Ahh. Thanks it is -5cos40-5cos40 * 60g then divide by 2ms.

b)The rebounding ball is caught by a player who brings it to rest. In the process her hand moves back .50m. what is the impulse received by the player?
So Would the vi of the ball be -5cos40 and vf = 0 since it is caught and goes to rest?
so is -5cos40 * 60g?

c)what average force was exerted on the player by the ball?
Is this just answer to B/2ms?

The ball was caught - both components of it - presumably at the same height.

So that's V² = 2*a*(.5m)
Use the "a" to yield the time of the impulse.

 

[maniacp08]

Im kind of confuse.
Wouldn't the rebounding ball vi be -5cos40?
bringing it to rest wouldn't that be vf = 0?

If I am wrong then
What would V^2 be?
The sum of the 2 components of the speed?

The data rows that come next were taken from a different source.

PR #150, opened 2016-10-08
Convert gPodder gtkui to Gtk3

elelay:
Target gtk would be 3.10 (maybe 3.14, but even Debian Jessie is at 3.14).
Everything I've tested works. The ui looks very close to gtk2.
Still expect unicode decode errors (with non ASCII filenames, maybe).
I'll give a link to an OSX build later.

Main changes:
 - pygtk to Gtk,Gdk,... changes (like pack_start() argument count change)
 - GtkTable to GtkGrid when GtkTable looked bad, Gtk{H,V}{Box,Paned,Scale} to Gtk{Box,Paned,Scale}
 - UIManager to Gio.Menu (no need for GTKOSXApplication anymore)


thp:
Looks good, thanks for your hard work! I'll merge this into the `gtk3-new` branch and see what's left to do.

vossad01:
One minor usability issue with this concerns selection of text in the "Episode details" frame.

Under the gtk2 implementation, selection has causes the text to turn white and have a dark-colored background, preserving sufficient contrast to read what is highlighted.

Under the gtk3 implementation, selection still causes the text to turn white (or light-gray), but the background does not change.  This effectively causes the selected text to disappear due to insufficient contract.

I suppose this could be a theme issue.  I am just using the default theme from Linux Mint Cinnamon.

I still consider the application usable and am grateful for the change.  However, I imagine not many users are running this PR already so thought I would report this.

thp:
Thanks for the fix @elelay and thanks for testing this branch @vossad01 -- let us know if you find any other issues.

vossad01:
I'm fine just commenting here, but let me know if you want me creating new issues.

The "Gtk Status Icon" under Extensions > Desktop integration does not work on the gtk3 branch.

> Extension cannot be activated

> 'gi.repository.Gtk' object has no attribute 'status_icon_new_from_icon_name'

a yields the time of the impulse is that the collision time?

 

[LowlyPion]

Im kind of confuse.
Wouldn't the rebounding ball vi be -5cos40?
bringing it to rest wouldn't that be vf = 0?

If I am wrong then
What would V^2 be?
The sum of the 2 components of the speed?

a yields the time of the impulse is that the collision time?

The vertical component is not affected.

and then it bounces off with the same speed at the same angle with the norm.

So when the ball arrives at the glove it is still traveling at 5 m/s - if it is caught at the same height it was thrown.